PR #9892, opened 2025-06-04
General page [INTEG-2662]

JuliRossi:
## Purpose
Decided to break this ticket into 2 parts because it was getting to big to review. In this PR will take care of:
- Show table for entries and different types
- Show content types navigation

Part 2 will include:
- Disabling fields
- Adding checkboxes
- Pagination and sorting
## Approach
- Deleted all unnecessary locations
- Added table for showing content
- Added links for display names
- Added tests

## Testing steps

Automated tests are working

https://github.com/user-attachments/assets/7742b3b2-176f-459b-9cd7-8436d220a8b0


apps/bulk-edit/src/locations/Page/index.tsx
```diff
@@ -0,0 +1,277 @@
...
+  const [entries, setEntries] = useState<Entry[]>([]);
+  const [entriesLoading, setEntriesLoading] = useState(false);
+  const [fields, setFields] = useState<ContentTypeField[]>([]);
+  const LOCALE = sdk.locales.default;
+
+  useEffect(() => {
+    const fetchContentTypes = async (): Promise<void> => {
+      setLoading(true);
+      try {
+        const res = await sdk.cma.contentType.getMany({});
```
joaquincasal: I think this request has a limit on how many content types get returned, we may want to make several requests until we've received all of them. We do something like that in Braze in the config screen

apps/bulk-edit/src/locations/Page/index.tsx
```diff
@@ -0,0 +1,277 @@
...
+    if (typeof value === 'object' && value !== null) {
+      return '';
+    }
+
+    return value !== undefined && value !== null ? truncate(String(value)) : '-';
+  };
+
+  const getEntryTitle = (entry: Entry, fields: ContentTypeField[]): string => {
+    if (!fields.length) return 'Untitled';
+    const value = entry.fields[fields[0].id]?.[LOCALE];
```
joaquincasal: The title of the entry is not always from the first field. There's a property `displayField` in the content type that indicates the field id for the field used for the title of the entry

apps/bulk-edit/src/locations/Page/index.tsx
JuliRossi: Good catch!

ryunsong-contentful:
Just double checking something, in the figma file https://www.figma.com/design/bHX4i2exnrRIyG98J1b6fi/SE-PS-Marketplace-App-Contribution?node-id=566-5024&p=f&t=6bgIWmSO30hNO2A9-0 there's a Display Name and Name which have the same value. The reason is because while the user is editing the name they can see what the original name was. But in this PR, there is only the display name. Let me know if this is something that changed.

Screenshot 2025-06-05 at 9 53 45 AM

apps/bulk-edit/src/locations/Page/index.tsx
```diff
@@ -0,0 +1,306 @@
...
+        query: { skip, limit },
+      });
+      const items = response.items as ContentTypeProps[];
+      allContentTypes.push(...items);
+      fetched = items.length;
+      skip += limit;
+    } while (fetched === limit);
+
+    return allContentTypes;
+  };
```
FBanfi, line 52: Cool way to handle the limit! 💯

apps/bulk-edit/src/locations/Page/index.tsx
```diff
@@ -0,0 +1,306 @@
...
+    if (sys.version >= sys.publishedVersion + 2) {
+      return { label: 'Changed', color: 'primary' };
+    }
+    if (sys.version === sys.publishedVersion + 1) {
+      return { label: 'Published', color: 'positive' };
+    }
+    return { label: 'Unknown', color: 'negative' };
+  };
+
+  const isLocationValue = (value: unknown): value is { lat: number; lon: number } => {
```
FBanfi, line 130: 💭 I'm not sure if I like having the `isLocationValue, isLinkValue, renderFieldValue, getEntryTitle, getEntryUrl ` functions in this file, since it involves adding logic of the `content type fields` types, which the page doesn't need to know.

apps/bulk-edit/test/locations/Page/PageNavBar.test.tsx
```diff
@@ -0,0 +1,55 @@
...
+import { mockSdk } from '../../mocks/mockSdk';
+import { createMockCma, getManyContentTypes } from '../../mocks/mockCma';
+import {
+  condoAContentType,
+  condoBContentType,
+  condoCContentType,
+} from '../../mocks/mockContentTypes';
+
+// Correctly mock Forma 36 NavList component
+// Mock useSDK to return mockSdk
```
FBanfi: 💭 Nitpick: We could kill this ones 🔫

apps/bulk-edit/src/locations/Page/index.tsx
JuliRossi: Will make refactors in another PR

ryunsong-contentful (approved):
You're welcome to await the merge based on your 10Pines teammates approval, but this is good to ship for me. Tested the app and generally works like I expect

— Work to complete —
State the number of lines in the entries above that contain the word "tests", and nothing more.

— Solution for this exercise —
2